Наверное, стремление заниматься в этой жизни самым главным и заставило вчерашнего выпускника ИСХИ бросить аспирантуру – да не где-нибудь, а в Ленинграде, ради того, чтобы стать писателем. Это был огромный риск, может быть, самый большой в жизни. Знакомые крутили пальцем у виска. А он написал заявление и уехал в никуда – на север, на буровую станцию, долбить шурфы. Однажды после трудного дня пришёл в свой вагончик, сел к печке, и взяло его такое жгучее отчаяние, что хоть волком вой. «Я вспомнил, как по мраморным ступеням в Ленинграде ходил в белом халатике, а со мной академики здоровались, – вспоминает сегодня писатель. – И вот на что я всё это променял. Тут мне стало страшно, что моя воля меня не вывезет и я просто сопьюсь, как все мужики вокруг. Но это был самый тяжёлый период в жизни. Как мне удалось выстоять, до сих пор не знаю.
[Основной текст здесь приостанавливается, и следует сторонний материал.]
Issue #67, opened 2020-08-04
wxWidgets 3.1.4


drowe67:
https://github.com/drowe67/freedv-gui/pull/64#issuecomment-667903077

tmiw:
Subscribing to this issue as we may need 3.1.4 to fix some macOS UI issues I noticed (namely the UI not properly updating for dark mode). I'll investigate a bit when I get a chance.

drowe67:
@tmiw is this still an open issue on macOS?

tmiw:
@drowe67, nope, I've been building with 3.1.4 for a while now and haven't seen any assertion failures recently. 👍

drowe67:
That's great @tmiw good work :+1:

Issue #27, opened 2019-08-13
macOS 10.14 darkmode bad view


ra1nb0w:
The following is an example of bad behaviour of the bars on macOS 10.14 with dark mode enabled.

Но постепенно я начал писать рассказы, стихи, отослал некоторые произведения в Литературный институт и прошёл творческий конкурс. Меня пригласили в институт, и я подумал, что всё-таки вывезла меня судьба. И в конечном итоге выбор мой оказался правильным».
Особый взгляд на вещи
Сегодня Владимир Максимов дневники не ведёт, но делает странные записи в своих писательских блокнотах. Иногда очень лаконичные. Например, число и надпись: «Живая душа». А начнёт вспоминать – и всплывает в памяти осенний день, когда он шёл по рыночной площади мимо рядов, где тётки торгуют котятами и щенками, и стал свидетелем необычной сцены. Прокуренная торговка живым товаром лихоматом орала на холёную красотку, пытавшуюся купить двухнедельных котяток. Оказалось, что котята нужны как живой корм для удава, который живёт в качестве домашнего питомца у богатой дамы. «Ты что, живую душу ему отдать хочешь?» – возмущалась торговка. И сразу стало понятно, у кого из этих двух женщин душа живая, а у кого – не очень. Потом этот случай лёг на бумагу, превратившись в рассказ «Живая душа». И таких записей в писательском блокноте не счесть.
– У писателя, конечно, должен быть особый взгляд на вещи, – рассуждает Владимир Максимов. – У него нет ни выходных, ни праздников, он всегда приглядывается к жизни глазами естествоиспытателя. Но это не может быть холодный, безучастный взгляд. Ведь сначала рождается не текст, а эмоция. Потом эта эмоция обретает слово, если тебе хватает таланта. Когда удаётся выстроить слова в единственно верном порядке, рождается ритм произведения и появляется особое пространство слова осуществлённого.
Писатель убеждён, что самое важное в литературе – это её устремлённость к добру. В жизни много трагедий, тяжёлых и горьких. Но, даже описывая трагедии, писатель не должен вкладывать злобу в своё произведение. Важно, чтобы он, вопреки всему, глядел на мир добрыми, открытыми глазами. Как в компасе есть магнитная стрелка, которая всегда указывает на север, так и у писателя должна быть такая же стрелка, всегда указывающая на добро.
– Не зря же в советское время писателей называли инженерами человеческих душ, – говорит Владимир Максимов. – Это непростое ремесло. Но я всё-таки рад, что этим занимаюсь. Ещё Конфуций сказал: «Найдите себе дело по душе – и вы ни одного дня не будете работать». Так и есть. Писательство для меня – это не работа».